*** Opening Data supplied ***

PR #61, opened 2017-06-28
Add option to set number of haproxy threads per VM

jgf:
This optional parameter allows to set the number of haproxy threads started for each VM. This option helps to improve the performance - especially on multicore VMs.

### DIFF
--- a/jobs/haproxy/spec
+++ b/jobs/haproxy/spec
@@ -111,10 +111,10 @@ properties:
     default:     30
 
   ha_proxy.stats_enable:
-    description: "If true, haproxy will enable a socket for stats. You can see the stats on haproxy_ip:9000/haproxy_stats"
+    description: "If true, haproxy will enable a socket for stats. You can see the stats on `haproxy_ip:9000/haproxy_stats`. If multithreading is enabled (`ha_proxy.threads > 1`) haproxy will create a separate socket and stat page for each thread. Each stat page is reachable on a different port ranging from `9000` to `9000 + ha_proxy.threads - 1`."
     default: false
   ha_proxy.stats_bind:
-    description: "Define one or several listening addresses and/or ports in a frontend."
+    description: "Define listening address and port for the stats frontend. If multithreading is enabled (`ha_proxy.threads > 1`) multiple stat pages are available - one for each thread. You can see the stat page for each thread on a separate port - starting at the defined port number."
     default: "*:9000"
   ha_proxy.stats_user:
     description: "User name to authenticate haproxy stats"
--- a/jobs/haproxy/spec
+++ b/jobs/haproxy/spec
@@ -28,6 +28,9 @@ consumes:
     optional: true
 
 properties:
+  ha_proxy.threads:
+    description: "Optional number of threads per VM"
+    default: 1
   ha_proxy.syslog_server:
     description: "An IPv4 address optionally followed by a colon and a UDP port. It can also be an IPv6 address or filesystem path to a UNIX domain socket."
     default: "127.0.0.1"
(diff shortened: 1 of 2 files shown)


svrc-pivotal:
Great PR, but should we also include a cpu-map clause?  maybe something like
```
  <% if p("ha_proxy.threads") > 1 %>
     nbproc <%= p("ha_proxy.threads") %>
    <% for i in 1..threads do %>
     cpu-map <%= i %> <%= i-1 %>
     <% end %>
  <% end %>

```

geofffranks:
Thoughts on pulling the cpu count out of `/proc/cpuinfo`, and auto-tuning accordingly?

jgf:
@svrc-pivotal Thanks :) I tried that and measured no significant performance change. This may make more sense when used in combination with cpu pinning. When you want to pin a set amount of cpus to a certain frontend for example. In addition you need to think about what happens when you chose to have more threads than you have cpus (or less). Its definitely something that we should investigate going forward.

@geofffranks Actually one of my first tries was to put that kind of magic in the erb. However in our case the machine evaluating the erb has less cores as the one we deploy on (2 vCPUs vs 4). So at least my ad-hoc approach did not work out. Auto-tuning in general sounds nice though.

geofffranks:
Ah, that would require an auto-reconfiguration in the ctl script (bosh would render the ERB into a config template, then the ctl script would re-render that into an actual config at startup).

jgf:
So we discussed the auto-tune feature and the cpu-map suggestion.

We like the idea of having an option to use cpu-map, but we see it as a separate feature that should be enabled in combination with an option to bind threads to specific frontends - as described in http://blog.onefellow.com/post/82478335338/haproxy-mapping-process-to-cpu-core-for-maximum

Auto-tuning is a great idea, but we also need to be able to set the number of threads explicitly. For example when we only want to use 3 of 4 cores for haproxy, as we expect some load from a separate job. How about making auto-tuning optional?

For example set a specific amount of threads via
`threads: 23`
and enable auto-tuning with
`threads: "auto"`

The downside of auto-tuning is increased complexity with the template being rendered on each startup.

Whats your take on this?

geofffranks:
What about something like this in bin/haproxy_ctl to keep complexity down? We'd probably want to handle the case where no `haproxy.threads` property was provided, or default to either `1`, or `auto` in the spec file?

```
NUM_THREADS=<%= p("ha_proxy.threads") == "auto" ? "$(nproc --all)" : p("ha_proxy.threads") %>
THREAD_CONFIG=${JOB_DIR}/config/threads.conf
cat <EOF > ${THREAD_CONFIG}
global
  nbproc ${NUM_THREADS}
EOF

.......

"${DAEMON}" -f "${CONFIG}" -D -p "${PID_FILE}" -f ${THREAD_CONFIG} 0<&-
```

svrc-pivotal:
I find that more complex then just having a threads.conf.erb template that would handle nbproc and a future / separate cpu-map feature...

jgf:
Thanks, I'll try to put something together till Tuesday.

jgf:
While investigating different options for auto-tuning I stumbled across an issue regarding the stats page and socket. HAProxy keeps stats separated for each process, so in order to access the stats of all running processes we require a socket and/or a stats page per thread.

This makes things more complicated - especially when used together with auto-tuning. So I just added the changes to stats socket and pages that work for the non-auto-tuning case.

In case I want to go forward and move this functionality from the erb template to the ctl skript it can potentially become quite ugly. So should we still try to go forward with auto-tuning or do you have any suggestions regarding a simpler solution?

geofffranks:
Seems like we should skip auto-tuning for now. I'll put in an issue with a proposal for it, and if enough people want it, I'll look into implementing it.

For now, can you update the spec file's description of the stats port to reflect the new numbering if using multiple threads?

jgf:
@geofffranks Thanks, good find! I changed the documentation accordingly.

jgf:
@geofffranks Sounds great, thanks! But wait, there's more... ;)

*** Closing Data supplied ***

The problem:
Where a line above includes "into", copy that line.

Exercise answer:
Ah, that would require an auto-reconfiguration in the ctl script (bosh would render the ERB into a config template, then the ctl script would re-render that into an actual config at startup).
Seems like we should skip auto-tuning for now. I'll put in an issue with a proposal for it, and if enough people want it, I'll look into implementing it.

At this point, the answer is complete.